(Data for the task begins)

PR #567, opened 2025-04-30
test cmip6_monthly_e3sm coverage

Joshdpaul:
This PR makes the changes necessary to fetch data from the `cmip6_monthly` coverage on Apollo, which now has E3SM model data included. 

This coverage differs from the production `cmip6_monthly` on Zeus in that it has an encoding dictionary with integer keys rather than string keys. Previously, we had to convert the keys to strings in order to fetch values from the encodings dictionary, but this branch removes that temporary patch. 

For this reason, even though the `validate_request.get_coverage_encodings()` function has been changed to find the encodings dictionary in both production and development coverage metadata (which ensures the app will start no matter which Rasdaman server its pointed at), the actual data fetching from production `cmip6_monthly` coverage will fail if this is merged into `main`. **So we should wait until the production `cmip6_monthly` coverage is replaced with the dev coverage before merging this branch into `main`!**

To test:

Basically we just want to be sure the API will fetch data as usual from the new CMIP6 monthly coverage that contains the E3SM models.

Point the API at Apollo and fetch some data from the CMIP6 endpoint. Search the JSON return for "E3SM" to make sure the data shows up. Try running the same queries from `earthmaps.io/cmip6` and spot checking to make sure the other models are returning the same data. **Note that `pr` and `prsn` variables will return slightly different values between production and development here!** @Kyle and I discussed this and we think the interpolation parameters in the regridding pipeline have changed since the production ingest, and that is the cause of the discrepancy. No need for alarm here, we are going to commit to the newest interpolation method.

Note that there is a small difference in the encodings dictionary between production and dev: the production coverage will return `swe` instead of `snw` as a variable (`swe` data is not actually a CMIP6 variable id - the variable id is technically `snw` which is mathematically equivalent to `swe` .... we may have to rectify this when pushing the `cmip6_monthly` into production).

### DIFF
--- a/routes/cmip6.py
+++ b/routes/cmip6.py
@@ -18,7 +18,7 @@ from . import routes
 
 cmip6_api = Blueprint("cmip6_api", __name__)
 
-cmip6_monthly_coverage_id = "cmip6_monthly"
+cmip6_monthly_coverage_id = "cmip6_monthly_e3sm"
 
 
 async def get_cmip6_metadata():
@@ -99,27 +99,15 @@ def package_cmip6_monthly_data(
         if var_id != None:
             varname = var_id
         else:
-
-            # TODO: fix cryo coverage so we can delete this line below
-            # temporary fix for "string key" issue
-            var_coord = str(var_coord)
             varname = dim_encodings["varname"][var_coord]
-
+        
         for mi, model_li in enumerate(var_li):
-
-            # TODO: fix cryo coverage so we can delete this line below
-            # temporary fix for "string key" issue
-            mi = str(mi)
-
             model = dim_encodings["model"][mi]
+
             if model not in di:
                 di[model] = dict()
+
             for si, scenario_li in enumerate(model_li):
-
-                # TODO: fix cryo coverage so we can delete this line below
-                # temporary fix for "string key" issue
-                si = str(si)
-
                 scenario = dim_encodings["scenario"][si]
                 if scenario not in di[model]:
                     di[model][scenario] = dict()
@@ -175,6 +163,7 @@ def package_cmip6_monthly_data(
     # all 0 values are replaced with -9999 and will be pruned from the response.
     # If the scenario is not historical, and the year is less than 2015,
     # all 0 values are replaced with -9999 and will be pruned from the response.
+                    
 
     for model, scenarios in di.items():
         for scenario, months in scenarios.items():
@@ -295,6 +284,7 @@ def run_fetch_cmip6_monthly_point_data(lat, lon, start_year=None, end_year=None)
                 new_results = package_cmip6_monthly_data(
                     point_data_list, var_id, start_year, end_year
                 )
+
                 for model, scenarios in new_results.items():
                     results.setdefault(model, {})
                     for scenario, months in scenarios.items():
--- a/routes/cmip6.py
+++ b/routes/cmip6.py
@@ -18,7 +18,7 @@ from . import routes
 
 cmip6_api = Blueprint("cmip6_api", __name__)
 
-cmip6_monthly_coverage_id = "cmip6_monthly_e3sm"
+cmip6_monthly_coverage_id = "cmip6_monthly"
 
 
 async def get_cmip6_metadata():
@@ -100,7 +100,7 @@ def package_cmip6_monthly_data(
             varname = var_id
         else:
             varname = dim_encodings["varname"][var_coord]
-        
+
         for mi, model_li in enumerate(var_li):
             model = dim_encodings["model"][mi]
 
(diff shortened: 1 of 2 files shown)


Joshdpaul:
XREF to ARDAC PR -->> https://github.com/ua-snap/ardac-explorer/pull/249

cstephen (changes requested):
I've been testing this against the corresponding ARDAC Explorer branch, and mostly everything is looking good! I haven't finished the ARDAC Explorer PR review yet, but found a few (mostly unrelated) issues that the new models outputs helped to reveal.

Regarding this Data API PR, though, I did find one interesting issue. The JSON output for the E3SM-1-1/ssp245 starts at `2020-01`, whereas all other CMIP6 models/scenarios start at `2015-01`. Even E3SM-1-1/ssp585 starts at `2015-01`, so I'm not sure why the `ssp245` scenario in particular has this issue. This causes problems with chart population in ARDAC Explorer.

If this is due to the source data itself, there are things we can do on the ARDAC Explorer side to smooth over this difference, but I'm hoping there's another explanation. Not sure if this is due to CMIP6 data preprocessing, overly aggressive nodata pruning on the Data API side, or what.

Joshdpaul:
Good catch, Craig! Here is what I found:

Not only does the `ssp245` data start in 2020, it only goes to 2024! Not sure why, but this model is very limited in the time domain. I confirmed this on ESGF metagrid (the data source) and sure enough, we there are only 5 years available. Its crazy that we got this far through the process without noticing! I'm going to make an issue in the CMIP6 repo that checking for year range should be a more explicit part of our initial data audit process (could be useful for CMIP7).

Our holdings:

```
(base) [jdpaul3@chinook04 E3SM-1-1]$ tree ssp245/Amon
ssp245/Amon
├── clt
│   ├── clt_Amon_E3SM-1-1_ssp245_regrid_202001-202012.nc
│   ├── clt_Amon_E3SM-1-1_ssp245_regrid_202101-202112.nc
│   ├── clt_Amon_E3SM-1-1_ssp245_regrid_202201-202212.nc
│   ├── clt_Amon_E3SM-1-1_ssp245_regrid_202301-202312.nc
│   └── clt_Amon_E3SM-1-1_ssp245_regrid_202401-202412.nc
├── pr
│   ├── pr_Amon_E3SM-1-1_ssp245_regrid_202001-202012.nc
│   ├── pr_Amon_E3SM-1-1_ssp245_regrid_202101-202112.nc
│   ├── pr_Amon_E3SM-1-1_ssp245_regrid_202201-202212.nc
│   ├── pr_Amon_E3SM-1-1_ssp245_regrid_202301-202312.nc
│   └── pr_Amon_E3SM-1-1_ssp245_regrid_202401-202412.nc
├── rlds
│   ├── rlds_Amon_E3SM-1-1_ssp245_regrid_202001-202012.nc
│   ├── rlds_Amon_E3SM-1-1_ssp245_regrid_202101-202112.nc
│   ├── rlds_Amon_E3SM-1-1_ssp245_regrid_202201-202212.nc
│   ├── rlds_Amon_E3SM-1-1_ssp245_regrid_202301-202312.nc
│   └── rlds_Amon_E3SM-1-1_ssp245_regrid_202401-202412.nc
├── rsds
│   ├── rsds_Amon_E3SM-1-1_ssp245_regrid_202001-202012.nc
│   ├── rsds_Amon_E3SM-1-1_ssp245_regrid_202101-202112.nc
│   ├── rsds_Amon_E3SM-1-1_ssp245_regrid_202201-202212.nc
│   ├── rsds_Amon_E3SM-1-1_ssp245_regrid_202301-202312.nc
│   └── rsds_Amon_E3SM-1-1_ssp245_regrid_202401-202412.nc
├── sfcWind
│   ├── sfcWind_Amon_E3SM-1-1_ssp245_regrid_202001-202012.nc
│   ├── sfcWind_Amon_E3SM-1-1_ssp245_regrid_202101-202112.nc
│   ├── sfcWind_Amon_E3SM-1-1_ssp245_regrid_202201-202212.nc
│   ├── sfcWind_Amon_E3SM-1-1_ssp245_regrid_202301-202312.nc
│   └── sfcWind_Amon_E3SM-1-1_ssp245_regrid_202401-202412.nc
└── tas
    ├── tas_Amon_E3SM-1-1_ssp245_regrid_202001-202012.nc
    ├── tas_Amon_E3SM-1-1_ssp245_regrid_202101-202112.nc
    ├── tas_Amon_E3SM-1-1_ssp245_regrid_202201-202212.nc
    ├── tas_Amon_E3SM-1-1_ssp245_regrid_202301-202312.nc
    └── tas_Amon_E3SM-1-1_ssp245_regrid_202401-202412.nc
```

ESGF metagrid holdings:

(This JSON is hard to parse, but its the exported search results for this model, `ssp245` scenario, and precipitation variable. If you search for `"datetime_end"` in the JSON, you should see all of the end dates for the files are 2024.)

[search.json](https://github.com/user-attachments/files/20065717/search.json)

cstephen (approved):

(Data for the task ends)

#### Problem statement
Extract each line holding the word "than" from the records.

#### Exercise solution
This coverage differs from the production `cmip6_monthly` on Zeus in that it has an encoding dictionary with integer keys rather than string keys. Previously, we had to convert the keys to strings in order to fetch values from the encodings dictionary, but this branch removes that temporary patch. 
     # If the scenario is not historical, and the year is less than 2015,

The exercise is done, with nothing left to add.